Кабинет опустел. Зайченко предложили остаться ночевать. Ротмистр Цагарели, один из спутников, сопровождавших сюда Зайченко, провел его во флигель. Там для обоих были приготовлены постели.

- Вам опасно ходить: влипнете как миленький! Вас отсутствие руки выдает. Почему протез не носите? - спросил он Зайченко.

- Не спасет ведь все равно, - ответил Зайченко.

Ротмистр скинул тонкие красивые сапоги и не раздеваясь бросился на тахту.

- Мне скоро вставать, - объяснил он Зайченко. - Через час отдам концы - и тю-тю!
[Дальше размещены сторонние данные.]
PR #2278, opened 2020-03-18
Unify Time Tracking in all the Algorithms

kevinkreiser:
# Issue

This PR seeks to unify the way we track time during any given algorithms expansion in the graph. At the moment we use a bunch of the same patterns in all the different algorithms, and it would be great to encapsulate that into a single set of functionality that all the different code paths can re-use.

The eventual goal of this is to do bidirectional a* with time dependence but that functionality will be a completely separate PR. this is just the first steps

## Tasklist

 - [x] create and use struct in all algorithms
 - [x] add struct unit tests
 - [x] add integration (route) unit tests
 - [ ] Update the [changelog](CHANGELOG.md)

PR #2706, opened 2020-12-02
remove astar since its redundant with timedep_forward

kevinkreiser:
its annoying to maintain different algorithms for different occasions. depending on the options in your request, we choose which an algorithm out of 6 that are used for A to B routing. one of the distinctions in your request that makes it so that we use one algorithm over another is the presence of "time". if you want a time aware route we have a class of algorithms that does that, and another class that doesnt. in #2660 we added a form of time dependence to bidirectional a*, and we are trying to consolidate even further. to that end, this pr completely removes the regular (time independent) a* algorithm. this algorithm is redundent with the timedependent forward a* algorithm. a semi-recent refactor to the way we track time #2278 in our algorithms makes it so that the only thing stopping us is a single if that says, reject routes which dont have time at the origin. so i've removed that check and will make astar pure virtual.


src/thor/timedep_forward.cc
```diff
@@ -1,9 +1,9 @@
 #include "baldr/datetime.h"
+#include "baldr/graphconstants.h"
```
kevinkreiser, line 2: everything here was stuff that astar was filling in for timedep_forward. instead of keeping astar around as pure virtual i just moved its guts to here.

test/gurka/test_search_filter.cc
```diff
@@ -14,10 +14,10 @@ class SearchFilter : public ::testing::Test {
 
     const std::string ascii_map = R"(
```
kevinkreiser, line 15: these test changes are needed because the previous test was falling back to astar which didnt implement the derived uturn logic. once it started usting timedep_forward which does have this logic, it was allowing a uturn at C to come back to reach 2 (the original destination). this was apparently slightly cheaper than going around the block. to keep the spirit of the test going aroudn the block, i moved the origin/destination and changed the road class to lower the speed

valhalla/thor/timedep.h
```diff
@@ -1,8 +1,22 @@
-#ifndef VALHALLA_THOR_TIMEDEP_H_
-#define VALHALLA_THOR_TIMEDEP_H_
+#pragma once
```
kevinkreiser, line 1: again, this class derived from astar and used a lot of its methods. so ive copied them over here

src/thor/route_action.cc
```diff
@@ -336,7 +325,8 @@ std::vector<std::vector<thor::PathInfo>> thor_worker_t::get_path(PathAlgorithm*
 
     path_algorithm->Clear();
     cost->set_pass(1);
-    bool using_astar = (path_algorithm == &astar);
+    // TODO: is this a proxy for trivial route?
+    bool using_astar = (path_algorithm == &timedep_forward || path_algorithm == &timedep_reverse);
```
danpaz, line 329: Do we need to figure out this TODO before merging?

danpaz (dismissed):
Happy to have one less algorithm to maintain 👍 

One question below, otherwise LGTM.

danpaz (approved):

PR #2711, opened 2020-12-07
Recost shortcuts in bidastar: second approach

genadz:
## Tasklist

 - [x] Add tests

## Requirements / Relations


src/thor/bidirectional_astar.cc
```diff
@@ -1053,102 +1069,67 @@ std::vector<std::vector<PathInfo>> BidirectionalAStar::FormPath(GraphReader& gra
     }
 
     // Reverse the list
-    std::reverse(path.begin(), path.end());
-
-    // Special case code if the last edge of the forward path is the destination edge
-    // which means we need to worry about partial distance on the edge
-    if (edgelabels_reverse_[idx2].predecessor() == kInvalidLabel) {
```
kevinkreiser, line 1060: i know its a bit heavy to use recosting to fix this problem, but it feels really good to be able to remove this anyway :smile:

src/sif/recost.cc
```diff
@@ -121,6 +123,12 @@ void recost_forward(baldr::GraphReader& reader,
     // construct the label
     label = EdgeLabel(predecessor++, edge_id, edge, cost, cost.cost, 0, costing.travel_mode(), length,
                       transition_cost, time_restrictions_TODO);
+    // Set 'deadend' flag true only to allow to allow u-turns in DynamicCosting::Allowed method.
+    // In bidiastar algorithm 'deadend' flag can be set dynamically based on current costing and
+    // time restrictions, but we don't want to add additional logic here in order not to drop
+    // performance. So just use simple hack: set this flag true and thus allow u-turns.
+    // TODO: think about more explicit solution.
```
kevinkreiser, line 130: we can remove this and instead above we can do this:

```diff
diff --git a/src/sif/recost.cc b/src/sif/recost.cc
index 6e740a9a9..cb6e03bb1 100644
--- a/src/sif/recost.cc
+++ b/src/sif/recost.cc
@@ -72,17 +72,20 @@ void recost_forward(baldr::GraphReader& reader,
       throw std::runtime_error("Node cannot be found");
     }
 
-    // this node is not allowed
-    if (node && !costing.Allowed(node)) {
-      throw std::runtime_error("This path requires different node access than this costing allows");
-    }
-
     // grab the edge
     edge = reader.directededge(edge_id, tile);
     if (!edge) {
       throw std::runtime_error("Edge cannot be found");
     }
 
+    // re-derive uturns, would have been nice to return this but we dont know the next edge yet
+    label.set_deadend(label.opp_local_idx() == edge->localedgeidx());
+
+    // this node is not allowed, unless we made a uturn at it
+    if (node && !label.deadend() && !costing.Allowed(node)) {
+      throw std::runtime_error("This path requires different node access than this costing allows");
+    }
+
```

src/thor/bidirectional_astar.cc
```diff
@@ -1053,102 +1069,67 @@ std::vector<std::vector<PathInfo>> BidirectionalAStar::FormPath(GraphReader& gra
...
+      } else
+        path_edges.emplace_back(std::move(opp_edge_id));
 
       // Check if this is a ferry
       if (edgelabel.use() == Use::kFerry) {
         has_ferry_ = true;
       }
+    }
+
+    // don't care about trivial paths here, it will be handled correctly in recost function below
```
kevinkreiser, line 1096: the comment is wrong here. there is an existing bug with bidirectional a* where routes that start and end on the same edge fail when they need to go around the block.

```suggestion
    // bidirectional a* has a bug where it fails trivial routes in which you are on a one way edge and
    // the origin is near the end of the edge and the destination is near the beginning, in other words
    // a route that looks trivial but actually needs to go around the block to complete
```

test/astar.cc
```diff
@@ -1617,6 +1631,120 @@ TEST(Astar, BiDirTrivial) {
   EXPECT_LT(path.front().elapsed_cost.secs, 1);
 }
 
+TEST(BiDiAstar, test_recost_path) {
```
kevinkreiser, line 1634: one other option here would have been to subclass the bidirectional a* class and then call form path with some preconstructed labels that use the shortcut. then you can always be sure that the test is actually confirming that FormPath is undoing any labels with shortcuts. dont worry about making this change unless you really want to, just an observation from me

genadz: if you don't mind I will leave as is. But I completely agree, in unittests it's better to test smaller part than whole pipeline

src/sif/recost.cc
```diff
@@ -72,17 +72,21 @@ void recost_forward(baldr::GraphReader& reader,
...
-    }
-
     // grab the edge
     edge = reader.directededge(edge_id, tile);
     if (!edge) {
       throw std::runtime_error("Edge cannot be found");
     }
 
+    // re-derive uturns, would have been nice to return this but we dont know the next edge yet
+    if (label.opp_local_idx() == edge->localedgeidx())
```
kevinkreiser, line 82: why add a branch to this code path, we simply store the value of this comparison?

src/thor/alternates.cc
```diff
@@ -58,7 +58,8 @@ void filter_alternates_by_stretch(std::vector<CandidateConnection>& connections)
 
 // Limited Sharing. Compare duration of edge segments shared between optimal path and
 // candidate path. If they share more than kAtMostShared throw out this alternate.
-bool validate_alternate_by_sharing(GraphReader& graphreader,
+// Note that you should recover all shortcuts before call this function.
+bool validate_alternate_by_sharing(GraphReader& /*graphreader*/,
```
kevinkreiser, line 62: can you actually just remove the graphreader argument completely, now that we dont ahve to recover shortcuts its not used.

kevinkreiser (changes requested):
two things:

1. remove the branch in recosting
2. remove the graphreader arg in path sharing

src/sif/recost.cc
genadz: because by default we use `deadend` flag from the edge

genadz: hm. from the other hand, if it's deadend, this condition will be always true

kevinkreiser:
well crap... I performance tested this and saw that it added approximately a 25% slowdown. assuming it must be the shortcut recovery. i did this little bit of work: #2714 after testing with that enabled on this branch it was just as slow :smile: 

so i suspect some things..

1. i disabled recovering shortcuts on this branch and it was still about 12% slower, which must mean that recosting is slower
2. since having a cache of recovered shortcuts didnt speed it up it must be a function of having so many edges in the route, so maybe its in triplegbuilder or other serializers.

i'll look a bit closer to figure out where the performance drop lies

kevinkreiser:
Ok did a bit more digging. First I enabled the shortcut cache. Then I took the variable `path_edges` and made it a member variable `path_egdes_` (dont forget to clear it in the clear function). Then I wrote a bash alias like so: 

```bash
alias stats='R -q -e "x <- read.csv(\"stdin\", header = F); quantile(x[ ,1] , c(0, .5, .90, .99, 1)); sd(x[ , 1])"'
```

It seemed to me that the worst offenders in terms of routes were driving up my benchmarking scores to the point that i couldnt really make sense of it. Non insane routes were almost unaffected by this change. Anyway to prove out this thought I ran up my server with master. And did a run of RAD but with the json output format:

```bash
./run_with_server.py --test-file auto.txt --url http://localhost:8002/route --concurrency 24 --format json
```

then i did the same but ran this branch with my small changes added. then i compared the percentiles between the two:

master:
```bash
grep -F response_time 20201207_235004_auto/* | sed -e "s/.* //g" | stats
0.002395153 0.036434412 0.122441101 0.709217098 1.643116236 
[1] 0.1298356
> 
> 
```

this branch with my slight modifications:
```bash
grep -F response_time 20201207_235232_auto/* | sed -e "s/.* //g" | stats
0.002358675 0.038644910 0.150891209 0.788010578 1.731230021 
[1] 0.1442929
> 
> 
```

You can see that for the average case the performance is nearly unchanged where as the performance of the top 10 percent of the slowest routes is something like 10-15% worse. @genadz i tried to update your other branch where we dont recost the whole route but rather just the parts that need it as they are recovered. can you use the same testing method to see what kind of results you get?

genadz:
on my machine I got the following results:

master
```
grep -F response_time res_master/* | sed -e "s/.* //g" | stats 
0.003356218 0.108471870 0.408698320 0.995351839 2.934854984 
[1] 0.2041199
> 
> 
```
recost_shortcuts_new (second approach)
```
grep -F response_time res_recost/* | sed -e "s/.* //g" | stats 
0.00315094 0.13643813 0.55678535 1.43106830 3.76190114 
[1] 0.2874338
> 
> 
```
recost_shortcuts (first approach)
```
grep -F response_time res_first/* | sed -e "s/.* //g" | stats 
0.003399849 0.132326603 0.479046679 1.087140005 3.063050032 
[1] 0.2249207
> 
> 
```

hm, that's interesting. despite the fact that times for the first approach are closer to master than second approach, I got approximately the same total time for both recosting branches.

kevinkreiser:
first thing i would do is figure out which routes are failing and fix them in both branches so that at least correctnesswise the code is shippable. then we'll have to ponder about performance.

genadz:
fixed first branch. it's ~15% slower than master

recost_shortcuts (first approach)
```
grep -F response_time res_first/* | sed -e "s/.* //g" | stats
0.00292778 0.07737732 0.49527001 1.44068127 5.46187663 
[1] 0.2961684
> 
> 
```
master
```
grep -F response_time res_master/* | sed -e "s/.* //g" | stats
0.002770424 0.073756933 0.417046785 1.102108717 5.447159052 
[1] 0.2343167
> 
> 
```

genadz:
To check hypothesis of performance drop I excluded superseded edges from the final path and left shortcuts as in master; but the same time I didn't remove the code that recovers shortcuts. In other words I commented these https://github.com/genadz/valhalla/blob/recost_shortcuts_new/src/thor/bidirectional_astar.cc#L1061-L1062 lines and these https://github.com/genadz/valhalla/blob/recost_shortcuts_new/src/thor/bidirectional_astar.cc#L1086-L1087 . So, I got results (total time) similar to `master` branch. Here is response times:

modified **recost_shortcuts_new** (total time: `5m 5s`)
```
grep -F response_time res_recost_no_short_2/* | sed -e "s/.* //g" | stats
0.002896309 0.072885752 0.404890060 1.218031406 4.106480122 
[1] 0.2491634
```

**master** (total time: `4m 59s`)
```
grep -F response_time res_master/* | sed -e "s/.* //g" | stats
0.002793074 0.072911501 0.405596733 1.062811947 6.334811926 
[1] 0.2267943
```
@kevinkreiser it helps me to make an obvious conclusion: we loose performance in the later stages (triplegbuilder or so)

kevinkreiser:
@genadz yep i did the same experiment a few weeks ago and came to the same conclusion, do you have the stomache to go looking at triplegbuilder to see where it is slowest? i can tell you for a fact that our json serialization is slow. we should convert the route serializer to use rapidjson thats our best bet for performance there. that said though in that other branch i made where i measured the timings i seem to remember that the bulk was still in thor which would mean triplegbuilder

genadz:
ok, will look into triplegbuilder.

genadz:
@kevinkreiser you're right, if we optimize serialization it will not speed up much. I logged timings for some workers/functions and calculated some statistics (times in milliseconds):

**master**
```
percentiles	50%	90%	95%	100%	avg
loki::request	19.0	133.0	204.0	1187.0	49.0
get_path	25.0	165.0	301.0	5154.0	70.0
triplegbuilder	5.0	83.0	134.0	848.0	28.0
thor::route	36.0	257.0	427.0	5826.0	99.0
odin::serialize	3.0	10.0	15.0	83.0	4.0
```

**recost_shortcuts_new**
```
percentiles	50%	90%	95%	100%	avg
loki::request	21.0	146.0	218.0	1254.0	54.0
get_path	27.0	202.0	391.0	3863.0	86.0
triplegbuilder	5.0	129.0	261.0	2398.0	52.0
thor::route	39.0	356.0	668.0	4747.0	139.0
odin::serialize	3.0	14.0	25.0	108.0	6.0
```
- serialization became slower but it's a small part from the whole pipeline; the greatest deceleration in `triplegbuilder`, then `get_path`.

genadz:
@kevinkreiser this guy https://github.com/valhalla/valhalla/blob/master/src/thor/triplegbuilder_utils.h#L438 consumes most of the time in triplegbuilder

dnesbitt61:
That makes sense since great pains were made to add information so that lower level (local and arterial) tiles would not have to be accessed on long routes (except for near the origin and destination). Recovering shortcuts would lead to bringing in more tiles than are required to actually generate the path. I haven't followed the whole process of recovering shortcuts, but the main rationale for hierarchies and shortcuts was so that these lower level tiles would not need to be accessed.

 If code is triggered inside this loop:
// Add intersecting edges on different levels (follow NodeTransitions)
  if (node->transition_count() > 0) {
....
}
then I can see triplegbuilder taking much more time than before.

kevinkreiser:
@genadz @dnesbitt61 there are two ways to solve this then:

1. if its just accessing the graph on different levels that is causing the performance drop we can mark PathInfos with a "recovered" boolean to tell this method not to jump down levels to get intersecting edges, though this does kill some of the benefits of recovering shortcuts
2. if its just the fact that we are more often calling the method `AddTripIntersectingEdge` then maybe we can optimize it instead. what happens to performance when you comment out that method call. ie its just the jumping around of tile levels but not actually setting the data in the pbf?

genadz:
@kevinkreiser @dnesbitt61
After I commented out `AddTripIntersectingEdge` it became much faster, so yes, performance drops due to accessing the graph on lower levels.
Then I implemented the idea with not accessing lower levels for recovered edges. It also improved performance a lot, but still a little slower than master (~5%). 
```
grep -F response_time res_recost/* | sed -e "s/.* //g" | stats
0.002701759 0.073516130 0.426355600 1.261174417 3.951776743 
[1] 0.2577073
```
@kevinkreiser is it acceptable ? imho it's enough, and we can try more optimization tricks in a separate PR.

**One more important thing:** we have 126 "route not found" errors on this branch (76 on `master`). At least some of them happen because of this check https://github.com/genadz/valhalla/blob/recost_shortcuts_new/src/sif/recost.cc#L81 : node is rejected by access mode. I see several options here:
1. add new restriction to shortcut builder: all nodes along the shortcut must have the same access mode;
2. pass `recover` flag to recosting function and skip restrictions for such edges/nodes;
3. recover shortcuts inside of recosting function and , the same as in 2., skip restrictions for all superseded edges/nodes;
4. skip restrictions check at all because we already checked all of them in path algorithm; so care about only new costs.

I like the last one))

kevinkreiser:
@genadz i agree, we should do number 4. originally when i wrote the recosting i had assumed we'd use it for this but the first use-case i actually used it for was to get costing information for a different costing. in that case its not such a big deal when its not available but here its a show stopper. id rather recosting be permissive for both node and edge access so that we can get the information. i guess in that case we may as well just send a boolean to the function that says wither or not we should care about allowed?

src/thor/triplegbuilder.cc
```diff
@@ -943,12 +943,9 @@ void AccumulateRecostingInfoForward(const valhalla::Options& options,
...
   // setup a callback for the recosting to get each edge
-  auto in_itr = leg.node().begin();
-  sif::EdgeCallback edge_cb = [&in_itr]() -> baldr::GraphId {
-    auto edge_id = in_itr->has_edge() ? baldr::GraphId(in_itr->edge().id()) : baldr::GraphId{};
-    ++in_itr;
-    return edge_id;
-  };
+  std::vector<GraphId> edge_ids;
+  for (auto in_itr = leg.node().begin(); in_itr->has_edge(); ++in_itr)
+    edge_ids.emplace_back(in_itr->edge().id());
```
kevinkreiser, line 948: if switching from the callback model didnt help performance i would suggest we revert that change. do you konw if that change made a difference in performance?

kevinkreiser:
@genadz it looks liek you didnt push you latest changes up right? one thing i was trying to say with my second to last comment was that if you **ONLY** commented out the `AddTripIntersectingEdge` method then it was still doing the jumping between tiles/levels, whcih means its actually the work that its doing in that method to copy the attribution that is slow rather than the jumping around the graph. i have an idea to get a quick win for performance there. let me try an experiment...

kevinkreiser:
@genadz i tried an experiment here: https://github.com/valhalla/valhalla/tree/kk_reserve_pbf which basically focuses on a few things:

1. always reserve protobuf repeated objects if you know how many things you will put in them
2. always reserve both map and array json objects when you know at least approximately how many things you will put in them
3. always std::move json map and array objects (as move assignment is cheaper than copy assignment in shared_ptr)

in my tests this seemed to help a little bit for the 50% percentile but gave a decent performance boost in the worst case. i was hoping that maybe the bulk of the performance difference with this branch was happening in the worst 10% of routes or something and it was skewing the results. after posting so many different timings its hard for me to tell what is what at this point so i'm wondering if you try the changes in this branch above out, does it make a difference for you?

src/thor/triplegbuilder.cc
genadz: will check

genadz:
> @genadz it looks liek you didnt push you latest changes up right? one thing i was trying to say with my second to last comment was that if you **ONLY** commented out the `AddTripIntersectingEdge` method then it was still doing the jumping between tiles/levels, whcih means its actually the work that its doing in that method to copy the attribution that is slow rather than the jumping around the graph. i have an idea to get a quick win for performance there. let me try an experiment...

1. pushed the code that skip lower levels for recovered edges.
2. sorry, I misprinted, I commented out `AddTripIntersectingEdges` (not `AddTripIntersectingEdge`); this, obviously, improved performance a lot.

genadz:
@kevinkreiser thanks for the ideas/experiments! will try with your changes on Monday

src/thor/triplegbuilder_utils.h
```diff
@@ -486,6 +489,9 @@ void AddIntersectingEdges(const AttributesController& controller,
   if (node->transition_count() > 0) {
     const NodeTransition* trans = start_tile->transition(node->transition_index());
     for (uint32_t i = 0; i < node->transition_count(); ++i, ++trans) {
+      // Skip nodes from lower levels if the corresponding flag is enabled
+      if (!allow_downwards_transitions && !trans->up())
+        continue;
```
kevinkreiser, line 494: unfortunately we cant do this here. i think what we really want is to not call `AddIntersectingEdges` at all for nodes in the route which are between edges that were recovered from a shortcut. This will match the current implementation and not send confusing looking intersections to odin.

kevinkreiser:
@genadz testing the latest code here i still see very large performance difference, in absolute terms it takes me about 23% more time to complete a 14k set of routes. also there are about 10% diffs in a RAD of the same route set. i would have expected some diffs but 10% is staggering. we should that we are seeing diffs we expect.

@dgearhart would you be able to take a look? the summary here is that the code now turns shortcut edges in the path into the list of underlying edges. it doesnt add the intersecting edges at the nodes that were previously non-existant.

at first i thought at sharp turns and stuff, the narrative might get an extra maneuver but without in the intersecting edges that seems highly unlikely (i am pretty sure it wont happen). this leads me to believe we are somehow getting different paths but i fail to see how that is possible considering the change to recover the shortcuts is after the path is found!

dgearhart:
@kevinkreiser I can kick off in the background - i am assuming master vs this branch?

dgearhart:
> @dgearhart would you be able to take a look? the summary here is that the code now turns shortcut edges in the path into the list of underlying edges. it doesnt add the intersecting edges at the nodes that were previously non-existant.

@kevinkreiser 
I am seeing some time diffs - seem to be okay

I am seeing diffs like the following:
image
This looks good - we now have turn lanes with the `recost_shortcuts_new` branch

Why are we not adding the intersecting edge info? That would help with some missing maneuvers

I see a 32% delta for user routes - i do not have time to review all of them but someone should make a good pass at reviewing diffs

kevinkreiser:
@dgearhart i would love to add all the edges too but it turns out that costs a ton of CPU and therefore really makes the request slower. that would be the ultimate goal but the original goal of this work is just to be able to get the right costing/time for the edges along the path. i recently got my perf tools working in my IDE so i might have a look here. I'll say this, one of the big contributors is the state shield verbal regexs in odin. They alone are about 7% of the total request latency. I have an idea how to refactor them to make them less expensive but haven't worked on it yet.

mandeepsandhu:
>  I'll say this, one of the big contributors is the state shield verbal regexs in odin. They alone are about 7% of the total request latency. I have an idea how to refactor them to make them less expensive but haven't worked on it yet.

@kevinkreiser is this the shield name lookup in the shield manifest we do for creating banner instructions or is it part of building the voice instructions?

I would love to get rid of the shields manifest (its a big hashmap) altogether. We're working on changing the source of our shield images (from wikimedia to mapbox), so we might be able to get rid of it entirely in the near future.

genadz:
1. added commit with the logic that doesn't reject edges in recost function based on nodes/edges access restrictions.
2. don't know why, but I have different performance results: on my local machine current branch ~4% slower than `master`.

kevinkreiser:
@genadz ill test it again today maybe i didnt get the updates for some reason!

genadz:
> @genadz ill test it again today maybe i didnt get the updates for some reason!

thanks!

kevinkreiser:
ok looking at the 50th percentile yeah its about 5%. oddly the 90th is something like 15% slower but the 99th and 100th are 5 and 0 respectively. frankly its hard to tell what i should understand from this result. i guess mostly the 50th percentile is the most important since the bulk of requests will be in this range. when i look at the total time to complete the benchmark though its about a 7.5% performance drop. i think if we merge the optimizations branch and do a couple more optimizations we'll be able to pay for this with those :smile: 

i personally dont think we have to wait to merge this before we merge those, does anyone else have an opinion? @PureW or @danpat ?

```
branch:
0.002226353 0.038036823 0.144977236 0.778483784 1.566832542 

master:
0.002390385 0.036790848 0.125865579 0.713516281 1.550947189 
```

src/sif/recost.cc
```diff
@@ -94,10 +95,11 @@ void recost_forward(baldr::GraphReader& reader,
...
     // if its not time dependent set to 0 for Allowed method below
     const uint64_t localtime = offset_time.valid ? offset_time.local_time : 0;
-    // this edge is not allowed
+    // we should evaluate restrictions even if 'ignore_access' flag is true
     if (predecessor != baldr::kInvalidLabel &&
-        !costing.Allowed(edge, label, tile, edge_id, localtime, offset_time.timezone_index,
-                         time_restrictions_TODO)) {
+        (!costing.Allowed(edge, label, tile, edge_id, localtime, offset_time.timezone_index,
+                          time_restrictions_TODO) &&
+         !ignore_access)) {
```
kevinkreiser, line 102: move the flag up in the if so that allowed doesnt get called at all

```suggestion
        !ignore_access && !costing.Allowed(edge, label, tile, edge_id, localtime, offset_time.timezone_index,
                          time_restrictions_TODO)) {
```

genadz: we can't do this because we need to evaluate time restrictions.

genadz: or we can explicitly call `costing.EvaluateRestrictions` in case `ignore_access = true`

kevinkreiser: the restrictions are based on access though as well is there really a point of checking them? i guess im more thinking we should make the boolean called `throw_if_not_allowed` or something more generic like `strict` to just completely turn off checking allowed at all. maybe we can flip the meaning and say something like `bool allow_all = false`?

genadz: https://github.com/valhalla/valhalla/blob/master/test/astar.cc#L784 - this test fails if we skip `Allowed` call here

genadz: hm. what if we back to the first approach where we recost only shortcuts ? - in this case we will save all `time_restrictions` that we calculated for regular edges.
and, when recosting shortcuts, we can 1) use flag to turn off checking `Allowed` or 2) don't use this flag but in case recosting fails - we just don't expand shortcut edge, add shortcut to the final path

kevinkreiser: i personally prefer this implementation as its a lot less complex (no splicing). you have a good point about showing the restrictions. id say just let it as it is and maybe make a note that we have to put the flag second so we can get restriction information.

kevinkreiser:
@mandeepsandhu the main slowdown in odin is running over these regex's for every street name: https://github.com/valhalla/valhalla/blob/master/valhalla/baldr/verbal_text_formatter_us.h#L37

i think we can rewrite this to do our own form of matching that isnt as smart as regex to speed this up.

kevinkreiser (approved):
thank you again so much for the very long path to getting here. i hope we can make a few more performance imporovements and then even remove the optimization for not adding intersecting edges.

Поминай как звали!

- Куда же? - спросил Зайченко.

- Обещали к Дутову. Я-то, собственно, намереваюсь к Колчаку. Я ведь, между нами говоря, моряк. Мичман. А здесь превратился в ротмистра. Повар за кухарку. Или кухарка за повара.

Молодой человек расхохотался и, потянувшись всем телом, беззаботно чертыхнулся.

- А в общем наплевать! Вас-то не выпустят, вас замаринуют здесь, как пить дать, в этой Узбекии. Ой, боже мой, если бы вы знали, как мне надоели все эти меки да узбеки! Желтомордые! В Россию хочется. До смерти!

- Вы же грузин?

- Липовый. - Он опять расхохотался. - Во всех смыслах повар за кухарку или кухарка за повара. Кто-то, когда-то, где-то, при батюшке-царе или при матушке-царице, был грузином. Мы - выходцы чуть ли еще не с времен Елизаветы, а может быть, с Петра. Ярлык остался, товар не тот. В общем и целом, как говорят товарищи, не жизнь, а жестянка.

- Скажите, Цагарели, иностранная миссия действительно существует в Ташкенте легально?

- Вполне. С разрешения Туркестанского совнаркома. Легально… и парадоксально. - Цагарели зевнул. - Ну, спать, поручик! На бочок! В дрейф! Под покровительство Николы!

Через минуту он уже храпел, но спал не крепко и вздрагивал во сне.

Под окном цвел душистый табак, на скамейке лежали огромные желтые летние дыни. Было душно от приторного аромата этих дынь.

«Пахнет Азией», - думал Зайченко, засыпая.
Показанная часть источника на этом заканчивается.